-- Required work --
Repeat, line for line, the entries below from the first line to the line containing "- Added the", counting both ends.

-- Stored data --
PR #1765, opened 2026-08-17
Add BT26-042 Okuwamon card effect

alyscs:
## Summary
- Implements BT26-042 Okuwamon's card effect.
- Alternate digivolution requirement: Lv.4 w/[Insectoid]/[TS] trait, cost 3.
- [On Play] [When Digivolving] Suspend 1 of your opponent's Digimon or Tamers. Then, 1 of their Digimon or Tamers can't unsuspend until their turn ends.
- [On Play] [When Attacking] [Once Per Turn] Until your opponent's turn ends, 1 of your Digimon with the [Insectoid] or [Titan] trait gains <Piercing> and +3000 DP.
- Inherited [All Turns] [Once Per Turn] When this Digimon deletes your opponent's Digimon in battle, trash their top security card.

### DIFF
--- a/Assets/Scripts/CardEffect/BT26/Green/BT26_042.cs
+++ b/Assets/Scripts/CardEffect/BT26/Green/BT26_042.cs
@@ -1,4 +1,3 @@
-using System;
 using System.Collections;
 using System.Collections.Generic;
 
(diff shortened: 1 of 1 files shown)


alyscs:
Fixed the same additionalActivateCondition gap as BT26_040 (Drimogemon) on ability A — two independent branches (suspend a target, grant can't-unsuspend), but the gate only checked for a suspend target. Now checks either. Ability B was already single-branch and fine.

x89rt2 (approved):

PR #1768, opened 2026-08-17
Add BT26-040 Drimogemon card effect

alyscs:
## Summary
- Implements BT26-040 Drimogemon's card effect.
- Training, Piercing.
- [When Moving] [On Play] Suspend 1 of your opponent's Digimon. Then, by placing 1 card in your hand face down as this Digimon's bottom digivolution card, this Digimon gets +1000 DP until your opponent's turn ends for each of its face-down digivolution cards.
- Inherited Piercing.

### DIFF
--- a/Assets/Scripts/CardEffect/BT26/Green/BT26_040.cs
+++ b/Assets/Scripts/CardEffect/BT26/Green/BT26_040.cs
@@ -1,0 +1,158 @@
+using System;
+using System.Collections;
+using System.Collections.Generic;
+using System.Linq;
+
+// Drimogemon
+namespace DCGO.CardEffects.BT26
+{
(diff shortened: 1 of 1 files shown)


x89rt2 (changes requested):
Missing alt evo. Does not need additional activate condition unless you add to it that "or have a card in hand"

alyscs:
Both fixed:

- Added the missing alt digivolve: Lv.3 w/[DM] trait, cost 2.
- SharedAdditionalActivateCondition now checks for a valid suspend target OR a hand card, instead of only the suspend target — the two are independent branches of the same shared ability, so requiring the suspend target blocked activation on the "place a card face down" branch when no opponent's Digimon was suspendable.

x89rt2 (approved):

PR #186, opened 2026-05-06
Fix: id ordering anomaly

### LINKED ISSUE #155: ID/sID ordering anomalies in the UAVs panel
The ID/sID columns in the UAVs panel are special and have somewhat peculiar behaviour. Would be nice to enhance their functionality along the following changes:

- rename the "Sort by mission IDs" button to "Mission mapping mode" 
- make the ID and sID columns independent of each other (right now you click on the second and IDs get ordered accoording to first column), i.e., enable ordering of both in both Normal and Mission views (but we can keep the order as is, namely, ID first in Normal view and sID first in Mission view)
- underscore the ID and sID columns as well if the UAVs are ordered according to them (now this is missing)
- perhaps remove the "Default" ordering from the "Sort by" list and replace with explicit ID and sID possibilities

and in the meantime keep the following functionality of the mapping mode:

- manual assignment and drag and drop reassignment of show IDs in edit mapping mode
- clear/hide missing mission IDs button
- and anything else that is there for a reason

zarcell:
Fixes: #155


ntamas:
@copilot resolve the merge conflicts in this pull request

ntamas:
@copilot please revert your merge commit

PR #112, opened 2025-12-08
feat(rtk): Add source preset management

zarcell:
This PR introduces a new dialog for managing RTK correction source presets, allowing users to create, edit, save, and delete presets for RTK connections.

PR #187, opened 2026-05-06
feat: Add source preset management to RTK modul

zarcell:
This was previously #112 but I converted it into a new PR since it was originated from the legacy fork I used at the time.


ntamas:
Okay, this is mostly fine; there are two remaining items that I intend to do separately:

* I don't like the `presetsRefreshTrigger` state variable in the `rtk` state slice; the time has probably come to store the list of RTK presets and the currently selected preset ID in the `rtk` state slice anyway so the refresh trigger will probably be gone and there will be a Redux action and a corresponding Redux listener to trigger a refresh.
* `src/flockwave/operations.ts` and `src/flockwave/queries.js` probably needs a general overhaul after so many years, but this is outside the topic of this PR.

PR #191, opened 2026-05-12
Warning if ground AMSL differs from altitudes

### LINKED ISSUE #185: Warning if ground AMSL differs from drone altitudes
Sometimes users forget to update the ground AMSL altitude before show that is a severe error as the show will be much higher or lower on the sky with all its consequences. Would be nice to have some kind of a warning around show upload if the AMSL value set for the ground level differs substantially from the average elevation of the drones.

zarcell:
Fixes #185.


src/features/uavs/selectors.ts
```diff
@@ -556,6 +570,93 @@ export const getActiveAndAwakeUAVIds = createSelector(
     })
 );
 
+const isUAVKnownToBeOnGround = (uav: StoredUAV): boolean => {
+  // Prefer explicit status codes from the UAV whenever they are available.
+  if (
+    uav.errors.includes(UAVErrorCode.ON_GROUND) ||
+    uav.errors.includes(UAVErrorCode.MOTORS_RUNNING_WHILE_ON_GROUND)
+  ) {
+    return true;
```
vasarhelyi, line 600: I would exclude drones that have some severe error. Basically any error code >= 128 (see https://docs.skybrush.io/public/skybrush-protocol-spec/latest/errors.html)

src/features/uavs/selectors.ts
```diff
@@ -556,6 +570,93 @@ export const getActiveAndAwakeUAVIds = createSelector(
...
+  // a known flight-related state.
+  if (
+    uav.errors.includes(UAVErrorCode.TAKEOFF) ||
+    uav.errors.includes(UAVErrorCode.LANDING) ||
+    uav.errors.includes(UAVErrorCode.RETURN_TO_HOME)
+  ) {
+    return false;
+  }
+
+  // Fall back to AHL only when the UAV does not provide a more explicit state.
```
vasarhelyi: What has the AHL got to do with our AMSL warning? It should not be related... Why do we need this extra possibility to return true? The on ground status codes are not enough?

src/features/show/stages.ts
```diff
@@ -99,8 +100,16 @@ const stages: Record<Stage, StageSpecification> = {
...
-      hasLoadedShowFile(state) && (hasShowOrigin(state) || isShowIndoor(state)),
+    evaluate(state) {
+      if (
+        !hasLoadedShowFile(state) ||
+        (!hasShowOrigin(state) && !isShowIndoor(state))
+      ) {
+        return false;
+      }
+
+      return selectGroundAMSLWarning(state) ? Status.WARNING : Status.SUCCESS;
```
vasarhelyi: I would _not_ disable further items in the show control panel, the warning is enough, this is not an error and there could be use cases when one wants to have a different AMSL on purpose.

vasarhelyi (changes requested):
Just a few small comments from a UI perspective, as an "outsider" to JS/TS code...

src/features/uavs/selectors.ts
zarcell: AHL is not part of the AMSL comparison; it only decides whether we treat the drone as on the ground for averaging AMSL when those explicit on-ground codes are absent. If we want stricter semantics we can remove this last-resort heuristic and rely only on those codes.

ntamas:
Started reviewing this and will continue tomorrow; two general comments that do not require action yet but I need to think about it:

* How do we handle this concept for indoor shows? Do we want to handle it for indoor shows at all?
* I think that the new setting and its related selectors should not include "AMSL" in the name; maybe simply "altitude warning threshold" is better than what we have in the PR. What we are doing is that we are comparing the average altitude of drones relative to _some global reference_ to the show's origin altitude, set by the user relative to the same global reference. It does not matter which global reference it is. We _happen_ to use AMSL (i.e. the reference is the mean sea level), but it could be relative to the Mount Everest or anything else. All that matters is that it's a threshold, in meters. So I'll probably rename stuff tomorrow but I'll get some sleep first.

ntamas:
I decided to allow stages dependent on `setupEnvironment` to be active even if `setupEnvironment` itself evaluates to a warning because of an AMSL reference mismatch. This is to account for cases when the average AMSL is _barely_ different from the configured reference AMSL, near the threshold. In such a situation, crew members lifting the drones manually while carrying them might trigger a change in the average AMSL that would result in dependent task being disabled and then re-enabled, and this would be quite annoying to the GCS operator.

PR #201, opened 2026-06-08
Convert queries to TS

volfpeter:
This is a more complex one...


src/flockwave/types/rtkSource.ts
```diff
@@ -0,0 +1,5 @@
+export type Response_XRTKSOURCE = {
```
ntamas: I think we have a `Response_RTKSOURCE` in `@skybrush/flockwave-spec` already. Not sure what's the best course of action with these messages.

Typically when we add a new message but we aren't committed to formalizing it yet in the spec we add it with an `X-` prefix (X meaning eXperimental). The server is configured not to validate incoming messages with this prefix against the official schema. Later on, when we are confident in the structure of the new message we remove the `X-` prefix and add official support for the message in the server.

I think we don't even have a handler for `X-RTK-SOURCE` in the server, only for `RTK-SOURCE`. I'm not sure where the `X-` prefix is stripped though. But I'm pretty confident that we could use `Response_RTKSOURCE` from `@skybrush/flockwave-spec`.

ntamas (changes requested):

src/flockwave/types/rtkSource.ts
volfpeter: Thanks, you right, `Response_RTKSOURCE` exists, I'll use that type instead.

volfpeter: I've updated the code. Since there's an `RTK-SOURCE` message in the spec, I removed the `X-` prefix too (there would be a TS error otherwise, because the `X-RTK-SOURCE` and `RTK-SOURCE` literal types don't overlap). I assume this is ok, but I couldn't test it locally.

ntamas: Tested locally, seems OK.

ntamas (approved):

PR #203, opened 2026-06-10
Convert more UAVDetailsDialog dependencies to TS

volfpeter:
There are multiple changes here:

- Flight log related typing improvements and extra validation
- Bugfix: only the last downloaded log was stored in Live, and it was downloaded, no matter which log the user requested (root cause: incorrect log type assumption, fixed with `JSON.stringify()` before text encoding)
- `UAVLogsPanel` is now in TS

@ntamas I should note that Live will now keep all downloaded logs in memory. Let me know if this could be a problem, and I'll add an LRU utility.

### DIFF
--- a/src/features/snackbar/types.ts
+++ b/src/features/snackbar/types.ts
@@ -14,7 +14,7 @@ export enum MessageSemantics {
 
 type ToastButton = {
   label: string;
-  action: Action;
+  action: Action | (() => void);
 };
 
 /**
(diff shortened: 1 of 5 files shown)


ntamas (approved):

ntamas:
LGTM. Can we add the LRU cache mechanism that you proposed, keeping, say, the last 50 downloaded logs? I doubt that anyone ever would need more than that.

volfpeter:
Created #204 for the LRU cache

PR #205, opened 2026-06-10
Convert PreflightStatusPanel to TS

volfpeter:
I removed the `PreflightCheckResult` enum to avoid conversions from the flockwave message. The types match, except Live adds an extra `unknown` option, which I didn't want to remove. Let me know if you'd prefer removing the `unknown` option or restoring the enum and converting in the `getPreflightStatus()` query.

### DIFF
--- a/src/components/MiniTable.tsx
+++ b/src/components/MiniTable.tsx
@@ -1,5 +1,5 @@
 import isNil from 'lodash-es/isNil';
-import PropTypes from 'prop-types';
+import type React from 'react';
 
 import { makeStyles } from '@skybrush/app-theme-mui';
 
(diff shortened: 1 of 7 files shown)


src/components/MiniTable.tsx
```diff
@@ -22,13 +22,17 @@ const useStyles = makeStyles((theme) => ({
...
     textAlign: 'right',
   },
-
-  separator: {},
 }));
 
 export const naText = <span className='muted'>—</span>;
 
-const MiniTable = ({ items }) => {
+export type MiniTableItem = string | [string, React.ReactNode];
```
ntamas, line 29: Is this correct? The original prop type was `PropTypes.oneOfType([PropTypes.string, PropTypes.arrayOf(PropTypes.node)])`, which would translate to `string | React.ReactNode[]`. But I guess the original intent was to say "anything that React accepts".

ntamas:
Looks fine to me; I don't mind removing the `PreflightCheckResult` enum now that we have a lower-level spec module (we did not have it at the time when this was introduced).

See my single comment above.

src/components/MiniTable.tsx
volfpeter: It's a string everywhere (`DockDetailsDialogSidebar` and `StatusSummaryMiniTable`). I think this was the intention.

If the item is a tuple, the first value is used as the `key`, which can't be a react node.

PR #207, opened 2026-06-15
Convert UAVDetailsDialog to TS

volfpeter:
Pending this PR in `@skybrush/mui-components`, which fixes the current type check error: https://github.com/skybrush-io/skybrush.js/pull/18

Besides the TS conversions, I've removed `SecondaryStatusLight` and the "secondary status" concept, because it wasn't used.


src/components/avatar/ComplexAvatar.tsx
```diff
@@ -83,25 +102,20 @@ const ComplexAvatar = ({
...
-}) => {
+  textSemantics = Status.INFO,
+}: ComplexAvatarProps) => {
   const classes = useStyles();
-
-  if (status === Status.INFO) {
-    status = Status.SUCCESS;
-  }
-
+  const effectiveStatus = status === Status.INFO ? Status.SUCCESS : status;
```
ntamas, line 121: I'm inclined to remove this override, but this does not affect the current PR.

ntamas (approved):

Issue #126, opened 2026-02-17
Persistent progress reporting of log downloads and calibrations


vasarhelyi:
Right now the progress reporting on the Tests and Logs dialog of Properties is local and not persistent. If user closes the properties dialog (e.g. with simply pressing Esc, or even with switching tabs), the progress disappears and cannot be revoked or displayed again. It is very annoying both for calibration tests and log downloads. Some additional related aspects:

- there is a new "calibrate compass" button on the UAVs header, that should start a progress reporter as well and we should be able to check individual status of drones being calibrated when opening the Properties only _after_ pressing that button
- when a single log download is started, it blocks communication with the drone and not even the log list can be retrieved later on, so not even the progress but the entire log list disappears on dialog close+open

volfpeter:
@vasarhelyi Task persistence is implemented in #210 

I started working on the "calibrate compass" button in UAVs view. It's a bit more complex than I originally thought, because this button performs a mass-operation with its own quirks. I may implement it in a separate PR.

The log download problem (your last point) feels like totally a different issue at first glance, but I'd need first need to debug what happens. I'd open a separate issue for that.

volfpeter:
Update from Tamás regarding the log download comment: you can't really do anything else with the drone during log download, it's an ArduPilot quirk, we can't really do anything about this in Live.

volfpeter:
The calibrate compass button part of the issue is implemented in #211

PR #210, opened 2026-06-22
Refactor: track log download and UAV test progress in redux

volfpeter:
Refs #126 

TODOs:

- [x] The Retry action is missing from the notification of the log download task. The operation can be retried from the log list, so this is a slight UX issue. I still want to re-add it in a clean way.
- [x] UAV tests that require user confirmation (pyro, motor) don't work, the confirmation button never appears. The feature might have broken earlier, must be fixed.


src/features/tasks/slice.ts
```diff
@@ -0,0 +1,91 @@
...
+
+    _setTaskProgress(
+      state,
+      action: PayloadAction<TaskData & { progress: ProgressInfo }>
+    ) {
+      const { progress } = action.payload;
+      const key = getTaskKey(action.payload);
+      const entry = state[key];
+      if (entry) {
+        entry.progress = progress;
```
ntamas, line 41: Here we should probably set the status back to `'running'` if it is currently `'suspended'`. I don't think that the server sends an explicit message when it resumes working on a task after the user has provided the information or performed the action that the task needed (like: rotating the drone to the requested pose during accelerometer calibration), it just keeps on yielding progress messages.

src/features/tasks/actions/log-download-actions.ts
```diff
@@ -0,0 +1,88 @@
...
+    };
+
+    try {
+      const log = await messageHub.query.getFlightLog(uavId, logId, {
+        onProgress,
+      });
+      const hash = await logContents.write(log);
+      dispatch(_completeTask({ uavId, type, taskId, result: { hash } }));
+      showNotification({
+        message: `Log ${logId} of UAV ${uavId} downloaded successfully.`,
```
ntamas, line 66: Note to self (for the future): we need to be able to localize this eventually.

src/features/uavs/UAVLogsPanel.tsx
```diff
@@ -214,10 +38,16 @@ const UAVLogsPanel = memo(({ uavId }: UAVLogsPanelProps) => {
...
     () =>
-      uavId ? messageHub.query.getFlightLogList(uavId) : Promise.resolve({}),
+      uavId
+        ? messageHub.query.getFlightLogList(uavId)
+        : Promise.resolve(undefined),
     [messageHub, uavId]
   );
 
+  if (uavId === undefined) {
+    return <BackgroundHint text='No UAV selected' />;
```
ntamas, line 48: This need to be localizable.
Probably there are other similar strings in the codebase, maybe some of them are already localized in `en.json` so if there's an existing variant of this string in `en.json`, we could move that to a generic section in `en.json` and start using it everywhere.

src/features/uavs/UAVLogListItem.tsx
```diff
@@ -0,0 +1,172 @@
...
+        void writeBlobToFile(blob, filename);
+      }
+    }, [log]);
+
+    const onClick =
+      taskState?.status === 'running' ? undefined : log ? save : download;
+
+    const primaryParts: string[] = [
+      id,
+      timestamp === undefined ? 'Date unknown' : formatUnixTimestamp(timestamp),
```
ntamas, line 87: This string needs to be localized.

src/features/tasks/slice.ts
volfpeter: Thanks, that's a very good point. I fixed it. First I set task state unconditionally to `running`, but it's safer to only change the state of `suspended` tasks, so I added that condition.

src/features/tasks/actions/log-download-actions.ts
volfpeter: Yes, we need localization everywhere. When I started, I added some translations, but it made it harder to compare the code to the old implementation, so I reverted those changes.

When this PR is approved, I can stack another PR on top of it with just the i18n changes. That can be reviewed independently. There's another stacked PR (multi-UAV tasks for compass calibration). We could merge merge this one when the stacked ones are also reviewed and merged. At that point the feature will be complete.

src/features/uavs/UAVLogsPanel.tsx
volfpeter: Answered here: https://github.com/skybrush-io/live/pull/210#discussion_r3479718380

src/features/uavs/UAVLogListItem.tsx
volfpeter: Answered here: https://github.com/skybrush-io/live/pull/210#discussion_r3479718380

PR #217, opened 2026-07-03
More TS conversion

volfpeter:


src/features/weather/WeatherHeaderButton.tsx
```diff
@@ -25,16 +27,27 @@ import WeatherDetailsMiniList from './WeatherDetailsMiniList';
...
+};
+
+const WeatherHeaderButton = ({
+  badgeStatus,
+  sunrise,
+  sunset,
+}: WeatherHeaderButtonProps) => {
   /* Show sunset time if we are closer to the sunset than to the sunrise */
+  // eslint-disable-next-line @eslint-react/purity
   const now = new Date();
```
ntamas: We now have a `useCurrentDate()` hook that does this the correct (pure) way. Consider replacing this with the hook instead of disabling the warning.

ntamas (approved):
I'll fix the single comment that I had regarding the usage of `new Date()` in a React component and then merge the PR. Thanks!

PR #218, opened 2026-07-06
fix: keep fixed UAV ID and sID column order in list view

zarcell:
## Summary by CodeRabbit

* **UI Improvements**
  * UAV list columns now always display UAV ID first, followed by mission slot (sID).
  * List entries consistently show UAV ID as the primary label and mission slot as secondary information.
  * Updated mapping slot editor layout for improved alignment and sizing.
* **Documentation**
  * Clarified how mission-slot sorting affects grid views and dialogs, while list column order remains fixed.


src/views/uavs/MappingSlotEditorForList.jsx
```diff
@@ -12,7 +12,7 @@ import { getUAVIdForMappingSlotBeingEdited } from '~/features/mission/selectors'
 import { cancelMappingEditorSessionAtCurrentSlot } from '~/features/mission/slice';
 import { shouldOptimizeUIForTouch } from '~/features/settings/selectors';
 
-const WIDTH = 80;
```
ntamas, line 15: This changes the width of the editor widget. It was set exactly to encapsulate the ID _and_ the sID columns at the same time _and_ to place the text field directly over the "ID" column when the list was sorted by sID. Right now it's narrower and the text is misaligned. The text in the text editor _must_ overlap the text in the physical ID column in a pixel-perfect way.

src/views/uavs/SortAndFilterHeader.tsx
```diff
@@ -291,15 +290,8 @@ const ID_COLUMN: HeaderPart = {
...
-  ...COMMON_HEADER_TEXT_PARTS,
-]);
-
-/** List header used otherwise (UAV ID column is leftmost). */
-const LIST_HEADER_PARTS_UAV_FIRST: readonly HeaderPart[] = Object.freeze([
+/** List header: UAV ID column left, mission slot (sID) column right. */
+const LIST_HEADER_PARTS: readonly HeaderPart[] = Object.freeze([
   ID_COLUMN,
   SID_COLUMN,
   ...COMMON_HEADER_TEXT_PARTS,
```
ntamas: There's no need for a separate `COMMON_HEADER_TEXT_PARTS` segment if we are not messing with the order of the ID and sID columns. Just declare one array with the expected order of header parts and that's it.

src/views/uavs/UAVList.tsx
```diff
@@ -108,6 +108,9 @@ type ItemRendererOptions = {
   onSelectedItem: (item: string) => void;
   onStartEditing: (missionIndex: number) => void;
   selection: string[];
+};
+
+type GridItemRendererOptions = BaseItemRendererOptions & {
```
ntamas, line 115: Nitpicking: create a `ListItemRendererOptions` type as well even if it's just an alias for `BaseItemRendererOptions`, and then use it later in the `ListItemRenderer` props for consistency. (It bugged my eyes to see `BaseItemRendererOptions` there).

src/views/uavs/MappingSlotEditorForList.jsx
ntamas: Image

As a reference, this is how the editor appears in the current version. Note that it covers both columns -- the problem to fix is that the text editor containing physical ID being edited is now on the _right_ side but it should be on the _left_ if we never swap the placement of the ID and sID columns.

ntamas: Also make sure to test things with an ID that is 4 digits long. Things should look nice even if the ID has 4 digits. You might have to move the editor a bit to the left to make it pixel-perfect.

ntamas (changes requested):

vasarhelyi:
@zarcell if you change this functionality, please also update the relevant documentation in the `skybrush-live-doc` internal repo. Thanks!

PR #221, opened 2026-07-15
refactor: convert UploadStatusLights and UploadStatusRowHeader to TS

volfpeter:


src/features/upload/UploadStatusRowHeader.tsx
```diff
@@ -23,25 +19,28 @@ const useStyles = makeStyles((theme) => ({
   },
 }));
 
-const UploadStatusRowHeader = ({ label, onClick, uavIds, ...rest }) => {
+type UploadStatusRowHeaderProps = {
+  label: ReactNode;
+  onClick: (uavIds: string[]) => void;
```
ntamas, line 24: Can we  allow `onClick` to remain undefined? We might not always need a click handler for the row header.

ntamas (changes requested):
One minor comment; feel free to merge after it's fixed.

src/features/upload/UploadStatusRowHeader.tsx
volfpeter: The component is used in just one place and we always pass `onClick` as far as I can tell, so there's no point in keeping it optional. We can make it optional in the future if necessary, until then the stricter interface is cleaner in my opinion. I removed `...rest` for the same reason. I can restore `undefined` support, but I really don't see the point.

PR #222, opened 2026-07-16
Convert firmware update related components to TS

volfpeter:


src/features/firmware-update/FirmwareUpdateSetupDialog.tsx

-- Exercise output --
PR #1765, opened 2026-08-17
Add BT26-042 Okuwamon card effect

alyscs:
## Summary
- Implements BT26-042 Okuwamon's card effect.
- Alternate digivolution requirement: Lv.4 w/[Insectoid]/[TS] trait, cost 3.
- [On Play] [When Digivolving] Suspend 1 of your opponent's Digimon or Tamers. Then, 1 of their Digimon or Tamers can't unsuspend until their turn ends.
- [On Play] [When Attacking] [Once Per Turn] Until your opponent's turn ends, 1 of your Digimon with the [Insectoid] or [Titan] trait gains <Piercing> and +3000 DP.
- Inherited [All Turns] [Once Per Turn] When this Digimon deletes your opponent's Digimon in battle, trash their top security card.

### DIFF
--- a/Assets/Scripts/CardEffect/BT26/Green/BT26_042.cs
+++ b/Assets/Scripts/CardEffect/BT26/Green/BT26_042.cs
@@ -1,4 +1,3 @@
-using System;
 using System.Collections;
 using System.Collections.Generic;
 
(diff shortened: 1 of 1 files shown)


alyscs:
Fixed the same additionalActivateCondition gap as BT26_040 (Drimogemon) on ability A — two independent branches (suspend a target, grant can't-unsuspend), but the gate only checked for a suspend target. Now checks either. Ability B was already single-branch and fine.

x89rt2 (approved):

PR #1768, opened 2026-08-17
Add BT26-040 Drimogemon card effect

alyscs:
## Summary
- Implements BT26-040 Drimogemon's card effect.
- Training, Piercing.
- [When Moving] [On Play] Suspend 1 of your opponent's Digimon. Then, by placing 1 card in your hand face down as this Digimon's bottom digivolution card, this Digimon gets +1000 DP until your opponent's turn ends for each of its face-down digivolution cards.
- Inherited Piercing.

### DIFF
--- a/Assets/Scripts/CardEffect/BT26/Green/BT26_040.cs
+++ b/Assets/Scripts/CardEffect/BT26/Green/BT26_040.cs
@@ -1,0 +1,158 @@
+using System;
+using System.Collections;
+using System.Collections.Generic;
+using System.Linq;
+
+// Drimogemon
+namespace DCGO.CardEffects.BT26
+{
(diff shortened: 1 of 1 files shown)


x89rt2 (changes requested):
Missing alt evo. Does not need additional activate condition unless you add to it that "or have a card in hand"

alyscs:
Both fixed:

- Added the missing alt digivolve: Lv.3 w/[DM] trait, cost 2.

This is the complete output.